PR #40, opened 2026-09-04
Paginatable: paginate Arrays and other Enumerables, not only relations

VSN2015:
## Summary

`paginated` / `pagination_meta` required an ActiveRecord relation — anything else blew up on `.limit`. Results that never touch the database (an external API response, a search-service hit list, a loaded association, a hand-built list of Structs) had no way to get the same slicing, `X-*` headers and `pagination_meta`.

This PR makes `paginated(collection)` accept **any in-memory Enumerable** while keeping the relation path byte-for-byte unchanged:

- **Relation detection is duck-typed**: anything answering `limit` and `offset` (Relation, association `CollectionProxy`, model class) takes the SQL path exactly as before.
- **Any other non-`Hash` `Enumerable`** (`Array`, `Set`, `Range`, `Enumerator`, …) is materialized **once** via `to_a` (an Enumerator is not consumed twice for count + slice), the total is its size, and the current page comes back as an `Array` — `[]` past the last page. Headers and memoized meta are identical to the relation path.
- **A `Hash` is rejected** with an `ArgumentError` pointing at `.to_a` rather than silently paginated as `[key, value]` pairs; `nil`, String, Integer raise the same error naming the class received.
- `pagination_meta(collection)` accepts the same inputs.
- Extracted `LABEL` for error messages (Cacheable/Deprecatable precedent).

```ruby
def search
  hits = ExternalCatalog.search(params[:q])          # a plain Array
  render_success(data: paginated(hits), meta: pagination_meta)
end
```

## Docs

- `README.md` — Paginatable section gains an "Arrays and other Enumerables work too" paragraph + snippet.
- `docs/concerns/paginatable.md` — intro, "When to use it", `paginated` / `pagination_meta` method docs (the latter was undocumented), a new in-memory example, two Notes bullets.

```
### Added
- **Controllers::Paginatable**: `paginated` / `pagination_meta` accept in-memory
  collections — an `Array`, `Set`, `Range` or any other non-Hash `Enumerable` —
  not only ActiveRecord relations. The collection is materialized once, the
  total is its size and the current page comes back as an `Array` with the same
  `X-Total-Count` / `X-Page` / `X-Per-Page` / `X-Total-Pages` headers and
  memoized meta. Relations still paginate in SQL. A `Hash`, `nil` or a
  non-collection raises `ArgumentError` naming the class received.
```

## Test plan

- [x] 13 new examples in `spec/concerns/controllers/paginatable_spec.rb`: default slicing + headers, `page`/`per_page`, past-the-end → `[]`, empty Array, source not mutated, `max_per_page` cap, Range/Set/Enumerator, Enumerator single pass, Array of AR records, meta memoization + fresh meta, Hash/nil/String/Integer rejections, relation still emits `LIMIT`.
- [x] Full suite: 1271 examples, 0 failures (98.32% line coverage).
- [x] RuboCop clean.

### DIFF
--- a/lib/concerns_on_rails/controllers/paginatable.rb
+++ b/lib/concerns_on_rails/controllers/paginatable.rb
@@ -14,9 +14,19 @@ module ConcernsOnRails
     #       render json: paginated(Article.all)
     #     end
     #   end
+    #
+    # `paginated` also takes an in-memory collection — an Array, Set, Range or
+    # any other non-Hash Enumerable — so results assembled outside the
+    # database (an external API, a loaded association, a hand-built list of
+    # Structs) get the same slicing, headers and `pagination_meta`:
+    #
+    #   def search
+    #     render json: paginated(ExternalCatalog.search(params[:q]))
+    #   end
     module Paginatable
       extend ActiveSupport::Concern
 
+      LABEL = "ConcernsOnRails::Controllers::Paginatable".freeze
       DEFAULT_PER_PAGE = 25
       DEFAULT_MAX_PER_PAGE = 200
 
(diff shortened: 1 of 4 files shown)


VSN2015:
**Merge order note (from the enhancement loop):** a dry-run merge of all 22 enhancement branches found only 3 conflicting pairs, all resolved by stacking. This PR is the base of one stack:

- **#40** (this) → **#45** Link headers → **#59** signed cursors

#45 is now based on this branch and #59 on #45, so each diff shows only its own change. Merge them in that order (GitHub retargets the next one to `master` automatically when this branch is deleted on merge). Every other enhancement PR is independent and merges cleanly in any order — README sections never overlap.

VSN2015:
**Stack update:** #62 (Paginatable `total:` for pre-paginated pages) is also based on #45, so the pagination stack is now **#40 → #45 → { #59, #62 }** — merge #40, then #45, then #59 and #62 in either order.

VSN2015 (commented):
LGTM! Extending Paginatable to accept non-relation Enumerables (Arrays, Sets, Ranges) brings consistent pagination headers and metadata to in-memory collections and external API results.

lib/concerns_on_rails/controllers/paginatable.rb
```diff
@@ -35,40 +45,49 @@ def paginate_by(per_page: DEFAULT_PER_PAGE, max_per_page: DEFAULT_MAX_PER_PAGE)
         end
       end
 
-      # Apply pagination to a relation and set the standard response headers.
-      # Returns the paginated relation; the metadata is memoized so a follow-up
-      # `pagination_meta` (no argument) reuses it. Safe on empty relations.
-      def paginated(relation)
+      # Apply pagination to a relation or an in-memory collection and set the
+      # standard response headers. A relation comes back as a relation with
+      # LIMIT/OFFSET applied (still lazy); an Enumerable comes back as the
```
VSN2015, line 50: Materializing non-relation Enumerables once into an Array avoids multiple passes or consuming one-way Enumerators twice during count and slice.

lib/concerns_on_rails/controllers/paginatable.rb
```diff
@@ -80,13 +99,31 @@ def pagination_meta(relation = nil)
...
-      # offset are irrelevant, a custom SELECT list would turn into the invalid
-      # COUNT(a, b), and count(:all) keeps DISTINCT semantics. A grouped
-      # relation counts as a Hash (group => count); the meaningful total is the
-      # number of groups.
-      def paginatable_total(relation)
-        counted = relation.except(:order, :limit, :offset, :select).count(:all)
+      # Relations — anything answering `limit` and `offset`: an
+      # ActiveRecord::Relation, an association CollectionProxy, a model class —
+      # pass through untouched so they keep paginating in SQL. Any other
+      # non-Hash Enumerable is materialized ONCE into an Array, so an
```
VSN2015, line 105: Gracefully distinguishing between ActiveRecord relations (`limit`/`offset`) and plain Arrays keeps database queries optimized in SQL while supporting in-memory lists.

____________

= Requirement =
Search the preceding listing for "naming" and extract every line where it is found.

= Answer for the task =
- **A `Hash` is rejected** with an `ArgumentError` pointing at `.to_a` rather than silently paginated as `[key, value]` pairs; `nil`, String, Integer raise the same error naming the class received.
  non-collection raises `ArgumentError` naming the class received.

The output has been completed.